■ EXERCISE DIRECTIONS:
There is material below. Print exactly the lines starting at the line with "- options bits" and ending at the line with "to prune messages.", ends included, and no others.

■ DATA IN THIS EXERCISE:
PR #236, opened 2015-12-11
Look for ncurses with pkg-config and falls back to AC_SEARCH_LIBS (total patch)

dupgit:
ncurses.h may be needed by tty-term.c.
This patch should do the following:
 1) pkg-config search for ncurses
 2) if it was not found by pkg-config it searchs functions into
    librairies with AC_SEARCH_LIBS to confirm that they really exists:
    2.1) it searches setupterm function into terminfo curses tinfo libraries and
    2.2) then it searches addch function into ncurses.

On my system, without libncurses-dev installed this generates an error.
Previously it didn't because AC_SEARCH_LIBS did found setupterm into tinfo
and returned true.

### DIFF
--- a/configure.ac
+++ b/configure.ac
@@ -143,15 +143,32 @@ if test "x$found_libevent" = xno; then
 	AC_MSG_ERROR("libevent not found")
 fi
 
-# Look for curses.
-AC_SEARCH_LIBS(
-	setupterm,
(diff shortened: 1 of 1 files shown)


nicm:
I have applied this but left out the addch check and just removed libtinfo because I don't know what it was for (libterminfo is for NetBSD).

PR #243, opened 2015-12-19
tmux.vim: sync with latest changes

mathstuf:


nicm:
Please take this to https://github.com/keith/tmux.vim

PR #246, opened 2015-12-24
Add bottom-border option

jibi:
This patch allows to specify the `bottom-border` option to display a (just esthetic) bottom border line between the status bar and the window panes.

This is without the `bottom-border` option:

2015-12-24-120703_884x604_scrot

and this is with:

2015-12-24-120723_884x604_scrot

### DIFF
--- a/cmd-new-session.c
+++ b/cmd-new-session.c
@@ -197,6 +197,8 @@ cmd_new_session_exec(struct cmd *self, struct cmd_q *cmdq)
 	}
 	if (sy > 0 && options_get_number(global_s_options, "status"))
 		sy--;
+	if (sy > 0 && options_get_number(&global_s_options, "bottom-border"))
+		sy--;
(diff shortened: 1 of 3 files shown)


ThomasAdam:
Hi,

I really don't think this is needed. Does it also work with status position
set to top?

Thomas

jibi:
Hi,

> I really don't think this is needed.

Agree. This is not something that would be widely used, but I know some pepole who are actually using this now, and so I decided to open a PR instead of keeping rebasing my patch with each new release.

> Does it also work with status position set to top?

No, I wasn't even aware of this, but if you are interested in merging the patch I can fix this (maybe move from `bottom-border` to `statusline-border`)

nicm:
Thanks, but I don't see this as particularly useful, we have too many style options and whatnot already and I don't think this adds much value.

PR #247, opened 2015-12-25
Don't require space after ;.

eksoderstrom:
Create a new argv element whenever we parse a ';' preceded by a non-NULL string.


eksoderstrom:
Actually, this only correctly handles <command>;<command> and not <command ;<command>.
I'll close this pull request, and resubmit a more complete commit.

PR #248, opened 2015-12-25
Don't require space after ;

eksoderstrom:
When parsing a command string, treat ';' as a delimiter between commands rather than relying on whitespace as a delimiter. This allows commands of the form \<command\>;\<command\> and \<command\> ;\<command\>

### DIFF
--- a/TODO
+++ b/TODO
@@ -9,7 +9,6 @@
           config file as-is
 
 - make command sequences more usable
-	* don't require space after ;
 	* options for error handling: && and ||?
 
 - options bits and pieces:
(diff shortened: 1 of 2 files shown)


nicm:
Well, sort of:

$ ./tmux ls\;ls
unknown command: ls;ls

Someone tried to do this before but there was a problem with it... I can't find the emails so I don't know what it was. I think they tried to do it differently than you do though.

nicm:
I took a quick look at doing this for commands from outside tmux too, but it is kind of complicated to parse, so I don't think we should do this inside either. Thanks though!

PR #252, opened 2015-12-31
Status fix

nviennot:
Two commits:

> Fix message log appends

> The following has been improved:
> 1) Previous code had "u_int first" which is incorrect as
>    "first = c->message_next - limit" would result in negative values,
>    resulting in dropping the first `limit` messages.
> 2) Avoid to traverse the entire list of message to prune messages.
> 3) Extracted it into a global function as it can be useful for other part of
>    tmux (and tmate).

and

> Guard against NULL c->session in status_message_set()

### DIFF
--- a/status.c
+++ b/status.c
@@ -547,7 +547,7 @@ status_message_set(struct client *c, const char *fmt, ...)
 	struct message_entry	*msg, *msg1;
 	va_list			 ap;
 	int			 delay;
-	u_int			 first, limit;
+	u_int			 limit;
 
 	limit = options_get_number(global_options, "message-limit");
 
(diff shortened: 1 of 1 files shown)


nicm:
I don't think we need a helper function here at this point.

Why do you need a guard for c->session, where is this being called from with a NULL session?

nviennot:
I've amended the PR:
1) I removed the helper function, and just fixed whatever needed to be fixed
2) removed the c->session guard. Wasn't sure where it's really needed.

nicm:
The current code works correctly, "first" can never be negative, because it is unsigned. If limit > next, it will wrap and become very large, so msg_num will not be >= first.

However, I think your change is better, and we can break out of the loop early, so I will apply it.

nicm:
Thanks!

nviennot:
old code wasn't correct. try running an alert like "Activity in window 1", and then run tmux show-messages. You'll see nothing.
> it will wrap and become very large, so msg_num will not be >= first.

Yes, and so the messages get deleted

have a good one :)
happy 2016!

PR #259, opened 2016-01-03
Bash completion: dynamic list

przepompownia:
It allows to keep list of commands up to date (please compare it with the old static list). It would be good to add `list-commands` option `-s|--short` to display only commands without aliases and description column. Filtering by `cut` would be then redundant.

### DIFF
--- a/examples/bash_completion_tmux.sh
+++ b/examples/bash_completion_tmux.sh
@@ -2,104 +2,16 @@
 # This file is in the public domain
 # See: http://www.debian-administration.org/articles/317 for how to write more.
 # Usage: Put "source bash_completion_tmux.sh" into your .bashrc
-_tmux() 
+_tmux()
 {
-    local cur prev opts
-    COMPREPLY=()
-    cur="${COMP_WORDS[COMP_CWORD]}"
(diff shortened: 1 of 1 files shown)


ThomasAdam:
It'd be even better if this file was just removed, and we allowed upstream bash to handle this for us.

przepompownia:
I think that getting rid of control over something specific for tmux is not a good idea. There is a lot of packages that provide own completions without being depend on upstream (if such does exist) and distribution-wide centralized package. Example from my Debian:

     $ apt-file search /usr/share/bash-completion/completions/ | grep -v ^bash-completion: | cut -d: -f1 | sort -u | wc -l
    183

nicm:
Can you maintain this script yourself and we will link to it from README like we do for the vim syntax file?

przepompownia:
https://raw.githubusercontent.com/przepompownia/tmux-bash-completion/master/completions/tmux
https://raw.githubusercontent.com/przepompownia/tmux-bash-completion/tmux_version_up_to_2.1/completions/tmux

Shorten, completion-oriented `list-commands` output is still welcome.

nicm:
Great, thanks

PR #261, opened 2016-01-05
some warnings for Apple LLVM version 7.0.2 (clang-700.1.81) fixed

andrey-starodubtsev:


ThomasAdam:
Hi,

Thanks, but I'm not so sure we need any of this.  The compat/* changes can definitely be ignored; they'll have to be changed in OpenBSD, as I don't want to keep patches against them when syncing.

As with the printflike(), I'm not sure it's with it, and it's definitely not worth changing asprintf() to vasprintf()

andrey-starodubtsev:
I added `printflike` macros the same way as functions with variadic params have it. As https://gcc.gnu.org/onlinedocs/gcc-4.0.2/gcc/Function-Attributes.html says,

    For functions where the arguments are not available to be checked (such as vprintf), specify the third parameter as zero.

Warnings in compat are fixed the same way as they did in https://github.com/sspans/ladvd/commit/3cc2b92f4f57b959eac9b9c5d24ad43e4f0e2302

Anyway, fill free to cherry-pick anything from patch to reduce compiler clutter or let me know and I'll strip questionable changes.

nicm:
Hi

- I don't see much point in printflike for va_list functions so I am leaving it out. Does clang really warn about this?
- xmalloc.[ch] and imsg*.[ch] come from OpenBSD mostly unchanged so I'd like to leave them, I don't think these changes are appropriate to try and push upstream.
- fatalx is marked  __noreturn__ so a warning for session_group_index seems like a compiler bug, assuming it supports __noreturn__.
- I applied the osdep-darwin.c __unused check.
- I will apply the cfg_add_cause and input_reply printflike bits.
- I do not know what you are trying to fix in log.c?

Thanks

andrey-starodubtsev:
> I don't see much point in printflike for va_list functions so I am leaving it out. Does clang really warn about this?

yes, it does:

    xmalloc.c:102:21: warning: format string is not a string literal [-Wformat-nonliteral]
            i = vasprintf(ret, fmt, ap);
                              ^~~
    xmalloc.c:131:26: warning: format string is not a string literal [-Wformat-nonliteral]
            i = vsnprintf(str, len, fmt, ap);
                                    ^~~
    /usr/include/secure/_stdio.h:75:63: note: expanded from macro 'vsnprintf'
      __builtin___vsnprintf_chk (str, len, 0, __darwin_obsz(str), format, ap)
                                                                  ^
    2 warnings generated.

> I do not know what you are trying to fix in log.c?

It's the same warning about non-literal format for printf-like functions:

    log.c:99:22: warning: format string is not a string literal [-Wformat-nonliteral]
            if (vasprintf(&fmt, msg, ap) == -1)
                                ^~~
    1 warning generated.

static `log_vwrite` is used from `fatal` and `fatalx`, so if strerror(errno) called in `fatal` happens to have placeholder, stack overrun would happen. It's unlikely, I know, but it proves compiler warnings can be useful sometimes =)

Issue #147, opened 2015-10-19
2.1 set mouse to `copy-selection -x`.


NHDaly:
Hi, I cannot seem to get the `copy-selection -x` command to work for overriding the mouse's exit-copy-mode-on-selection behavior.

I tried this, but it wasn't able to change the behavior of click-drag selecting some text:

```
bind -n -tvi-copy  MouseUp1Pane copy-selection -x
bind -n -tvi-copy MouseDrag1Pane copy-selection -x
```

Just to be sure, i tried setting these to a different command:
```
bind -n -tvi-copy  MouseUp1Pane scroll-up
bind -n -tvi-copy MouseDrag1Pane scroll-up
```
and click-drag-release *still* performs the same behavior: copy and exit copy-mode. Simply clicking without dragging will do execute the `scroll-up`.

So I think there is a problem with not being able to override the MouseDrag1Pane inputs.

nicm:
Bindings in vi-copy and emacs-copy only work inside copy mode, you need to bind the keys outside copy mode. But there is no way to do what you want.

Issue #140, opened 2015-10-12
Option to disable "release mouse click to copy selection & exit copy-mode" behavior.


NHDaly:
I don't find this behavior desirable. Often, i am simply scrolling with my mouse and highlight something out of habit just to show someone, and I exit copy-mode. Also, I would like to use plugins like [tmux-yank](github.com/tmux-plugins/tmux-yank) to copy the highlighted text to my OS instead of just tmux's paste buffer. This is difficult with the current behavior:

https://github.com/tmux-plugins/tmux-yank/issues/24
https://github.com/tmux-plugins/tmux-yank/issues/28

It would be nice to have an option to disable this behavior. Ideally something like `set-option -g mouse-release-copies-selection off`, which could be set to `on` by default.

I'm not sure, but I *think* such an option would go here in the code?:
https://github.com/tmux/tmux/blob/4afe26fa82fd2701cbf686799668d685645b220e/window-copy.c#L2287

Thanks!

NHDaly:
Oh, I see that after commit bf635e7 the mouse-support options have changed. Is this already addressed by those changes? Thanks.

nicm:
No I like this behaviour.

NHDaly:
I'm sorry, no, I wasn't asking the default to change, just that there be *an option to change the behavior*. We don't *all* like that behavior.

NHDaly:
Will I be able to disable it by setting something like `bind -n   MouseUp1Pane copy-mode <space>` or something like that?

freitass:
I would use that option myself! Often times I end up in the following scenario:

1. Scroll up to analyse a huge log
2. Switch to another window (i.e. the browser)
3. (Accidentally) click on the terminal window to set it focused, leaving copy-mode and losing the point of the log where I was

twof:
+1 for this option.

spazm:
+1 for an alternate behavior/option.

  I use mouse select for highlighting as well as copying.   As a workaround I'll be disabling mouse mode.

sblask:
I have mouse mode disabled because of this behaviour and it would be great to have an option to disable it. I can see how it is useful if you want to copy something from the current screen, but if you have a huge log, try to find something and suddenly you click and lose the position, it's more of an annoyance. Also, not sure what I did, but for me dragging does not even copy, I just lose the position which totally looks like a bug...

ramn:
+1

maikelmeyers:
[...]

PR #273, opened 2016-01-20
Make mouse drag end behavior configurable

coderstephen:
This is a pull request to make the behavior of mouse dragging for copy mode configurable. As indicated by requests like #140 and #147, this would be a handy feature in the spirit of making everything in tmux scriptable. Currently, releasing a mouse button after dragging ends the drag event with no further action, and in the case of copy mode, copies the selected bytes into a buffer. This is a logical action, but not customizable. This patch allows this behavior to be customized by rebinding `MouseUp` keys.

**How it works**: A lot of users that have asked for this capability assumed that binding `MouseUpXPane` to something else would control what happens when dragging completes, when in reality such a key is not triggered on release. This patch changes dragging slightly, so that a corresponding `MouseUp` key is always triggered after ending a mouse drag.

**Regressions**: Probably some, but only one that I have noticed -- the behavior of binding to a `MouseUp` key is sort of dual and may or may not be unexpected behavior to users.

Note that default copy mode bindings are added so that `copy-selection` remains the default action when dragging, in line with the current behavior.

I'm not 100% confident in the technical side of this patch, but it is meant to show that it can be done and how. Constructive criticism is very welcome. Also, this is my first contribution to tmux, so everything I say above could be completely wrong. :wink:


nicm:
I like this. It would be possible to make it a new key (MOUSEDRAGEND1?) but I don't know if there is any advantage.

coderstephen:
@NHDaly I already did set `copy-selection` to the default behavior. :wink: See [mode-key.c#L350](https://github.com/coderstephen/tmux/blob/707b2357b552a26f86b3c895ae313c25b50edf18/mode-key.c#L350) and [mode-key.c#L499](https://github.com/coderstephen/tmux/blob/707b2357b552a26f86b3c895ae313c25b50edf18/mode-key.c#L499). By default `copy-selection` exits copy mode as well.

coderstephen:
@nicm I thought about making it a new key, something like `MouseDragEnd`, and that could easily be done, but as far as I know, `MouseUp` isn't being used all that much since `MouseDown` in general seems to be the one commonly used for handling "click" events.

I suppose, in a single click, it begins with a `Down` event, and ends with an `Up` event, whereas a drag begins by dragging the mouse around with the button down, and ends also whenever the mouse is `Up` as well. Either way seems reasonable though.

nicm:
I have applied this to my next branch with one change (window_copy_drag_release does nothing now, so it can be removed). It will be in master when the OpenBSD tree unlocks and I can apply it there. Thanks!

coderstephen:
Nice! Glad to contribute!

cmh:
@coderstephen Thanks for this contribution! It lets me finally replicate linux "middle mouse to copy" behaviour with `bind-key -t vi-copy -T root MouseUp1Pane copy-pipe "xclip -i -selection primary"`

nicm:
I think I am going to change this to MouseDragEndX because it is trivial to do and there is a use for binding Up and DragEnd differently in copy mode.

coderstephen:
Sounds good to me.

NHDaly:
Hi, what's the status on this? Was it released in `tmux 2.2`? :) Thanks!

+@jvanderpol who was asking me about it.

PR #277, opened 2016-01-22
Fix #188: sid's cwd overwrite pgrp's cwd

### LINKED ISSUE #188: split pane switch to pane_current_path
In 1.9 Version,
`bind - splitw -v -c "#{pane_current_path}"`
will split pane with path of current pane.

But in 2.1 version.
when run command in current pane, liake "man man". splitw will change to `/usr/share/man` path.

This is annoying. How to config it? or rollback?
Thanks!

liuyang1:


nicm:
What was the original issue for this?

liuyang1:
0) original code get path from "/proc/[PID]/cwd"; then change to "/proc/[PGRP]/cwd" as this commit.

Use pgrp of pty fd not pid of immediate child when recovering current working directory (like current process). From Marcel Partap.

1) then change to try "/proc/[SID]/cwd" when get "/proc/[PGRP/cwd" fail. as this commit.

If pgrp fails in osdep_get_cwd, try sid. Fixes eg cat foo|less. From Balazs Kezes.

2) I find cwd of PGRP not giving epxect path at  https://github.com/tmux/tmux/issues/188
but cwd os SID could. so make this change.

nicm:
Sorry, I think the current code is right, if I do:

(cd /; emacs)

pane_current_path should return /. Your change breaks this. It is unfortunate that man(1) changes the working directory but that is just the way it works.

■ TASK RESPONSE:
 - options bits and pieces:
(diff shortened: 1 of 2 files shown)


nicm:
Well, sort of:

$ ./tmux ls\;ls
unknown command: ls;ls

Someone tried to do this before but there was a problem with it... I can't find the emails so I don't know what it was. I think they tried to do it differently than you do though.

nicm:
I took a quick look at doing this for commands from outside tmux too, but it is kind of complicated to parse, so I don't think we should do this inside either. Thanks though!

PR #252, opened 2015-12-31
Status fix

nviennot:
Two commits:

> Fix message log appends

> The following has been improved:
> 1) Previous code had "u_int first" which is incorrect as
>    "first = c->message_next - limit" would result in negative values,
>    resulting in dropping the first `limit` messages.
> 2) Avoid to traverse the entire list of message to prune messages.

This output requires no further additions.